第百七十八話【終止符を打つもの】
 
ヴェロウ。と、その男はそう呼ばれていた。
金の装飾で彩られた深緑色の儀礼服の上から、金属製のプレートを何枚か繋ぎ合わせた鎧を身に纏う姿は、国軍のそれと見比べても劣らないものに思えた。

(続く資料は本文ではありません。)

PR #144, opened 2017-05-14
introduce envsubst as a new way to change variables during startup

bgruening:
Some docs are included I would like to know if this is ok for this project as it makes things certainly more complicated. @erasche @mvdbeek @jmchilton 

@abretaud what do you think about this. It whould make proxy_prefix fully working, I think.

### DIFF
--- a/README.md
+++ b/README.md
@@ -12,8 +12,7 @@ Dependencies
 ------------
 
 This role assumes Galaxy has already been installed and configured
-(for instance with the [Galaxy
-role](https://github.com/galaxyproject/ansible-galaxy)).
+(for instance with the [Galaxy role](https://github.com/galaxyproject/ansible-galaxy)).
 
 Role variables
 --------------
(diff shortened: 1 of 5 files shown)


abretaud:
I can't test right now, but it looks great! 👍

mvdbeek:
I don't see why we're not using ansible, but if it's restricted to startup.sh.j2 it's fine.
For the nginx proxy prefix in the Docker variant of GalaxyKickStart we simply run the nginx tagged tasks on startup. Admittedly you'll need to have ansible installed, so if that's the reason I'd say why not.

mvdbeek:
Btw, we could add this https://github.com/arut/nginx-python-module to our nginx PPA, that should allow us to pull in env vars.

bgruening:
@mvdbeek thanks for looking into this. I'm not sure either if this is a good idea, but it is very light-weight and I don't need to carry around ansible, which is pretty heavy if you consider the entire python runtime env and additional libraries. The proposed concept was not for nginx alone and can be used by a lot more if people need to.

PR #147, opened 2017-05-28
Allow updating an existing user

hexylena:
The way this script is currently used in the docker image, it *should* update the existing user with a new password/api key. However, it doesn't.

This patch causes the script to update users even if they're already in the database. Thus, setting GALAXY_DEFAULT_ADMIN_PASSWORD and GALAXY_DEFAULT_ADMIN_KEY to different values at runtime will now work properly instead of silently failing to change the password/api key.

cc @bgruening

### DIFF
--- a/templates/create_galaxy_user.py.j2
+++ b/templates/create_galaxy_user.py.j2
@@ -34,6 +34,9 @@ def add_user(sa_session, security_agent, email, password, key=None, username="ad
             security_agent.user_set_default_permissions( user, history=True, dataset=True )
 
     if key is not None:
+        query = sa_session.query( APIKeys ).filter_by( user_id=user.id ).delete()
+        sa_session.flush()
+        
         api_key = APIKeys()
         api_key.user_id = user.id
         api_key.key = key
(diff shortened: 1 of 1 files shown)


erasche:
Don't merge yet, this has a bug I didn't catch earlier.

```
28.5.2017 16:45:07sqlalchemy.exc.IntegrityError: (psycopg2.IntegrityError) duplicate key value violates unique constraint "ix_api_keys_key"
28.5.2017 16:45:07DETAIL:  Key (key)=(admin) already exists.
28.5.2017 16:45:07 [SQL: 'INSERT INTO api_keys (create_time, user_id, key) VALUES (%(create_time)s, %(user_id)s, %(key)s) RETURNING api_keys.id'] [parameters: {'create_time': datetime.datetime(2017, 5, 28, 16, 45, 7, 460604), 'user_id': 1, 'key': 'admin'}]
28.5.2017 16:45:08==> /home/galaxy/logs/handler0.log <==
```

bgruening:
ping @erasche
Is this needed for GCC?

erasche:
no, we're using our own copy of this file. No need to merge immediately.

そんな男の登場によって、一番変化があったのはハミルトンだった。
驚いている私やユーゴよりも、苛立っているゴートマンよりも。
彼を知っているのであろうハミルトンだけが、より際立った変化に見舞われている。
「ハミルトン、剣を降ろせ。何があったかは知らないが、今のお前は冷静ではない。通常の状態からはかけ離れている」
「たとえその行いが正しいものだとしても、そんな精神状態の人間には何も任せられない。さあ、剣を降ろせ、ハミルトン」
「うぅ……ヴェロウさん……俺は……」
先ほどまであった狂乱ぶりは、もうどこにも見当たらなかった。
大きな変化とは、変わり過ぎていた彼の様子が、突然元に戻ろうとしていることだった。
それは私にとっても不思議な光景だったが、一方でその術者であるゴートマンからすれば……

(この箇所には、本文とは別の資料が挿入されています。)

PR #149, opened 2017-06-07
Allow environment variables to conditionally enabled Galaxy job runners.

jmchilton:
These break non 17.09+ Galaxies so I had to introduce a minimum target Galaxy version for the role that is being executed. I defaulted this to 17.01 for now - anyone using an older Galaxy with master of this role?

### DIFF
--- a/templates/job_conf.xml.j2
+++ b/templates/job_conf.xml.j2
@@ -5,14 +5,24 @@
 {% if galaxy_extras_config_slurm %}
         <plugin id="slurm" type="runner" load="galaxy.jobs.runners.slurm:SlurmJobRunner">
             <param id="drmaa_library_path">/usr/lib/slurm-drmaa/lib/libdrmaa.so</param>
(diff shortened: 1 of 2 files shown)


templates/job_conf.xml.j2
```diff
@@ -72,6 +88,7 @@
   {% endif %}
   {% if galaxy_extras_config_k8_jobs %}
         <destination id="k8_default" runner="k8">
+            <param id="enabled" from_environ="GALAXY_RUNNERS_ENABLE_K8">true</param>
```
bgruening: Have you forgotten the galaxy_minimum_version here?

jmchilton: It doesn't break anything on the destinations - only the runners break if you pass them unknown parameters I think.

bgruening: Ok, fair enough!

「――何を――何を何を――何をやっている――ッッ!」
「ハミルトン――ッ! ケルビン=ジャーツ=ハミルトン――ッッ! お前の悲願は目の前にあるのだぞ――ッ!」
「手を伸ばせ! 剣を振るえ! その先にお前の――お前の一族の悲願が――――ッ!」
「ハミルトンの知り合いか。だが、とても友人とは思えない。少なくとも、良い関係性は持っていなさそうだ」
ヴェロウという人物の登場によって、ハミルトンは正気を取り戻した。
それが意味するところは、ゴートマンの魔術による支配力よりも、この男の与える影響力の方が大きいということ。
私のように、焦がれる希望を忘れたから……ではない。
もっともっと大きな希望を、この男に抱いているから――絶望を塗り替えるというゴートマンの誘惑よりも大きな希望を、この男がハミルトンに魅せているから……だとでもいうのか。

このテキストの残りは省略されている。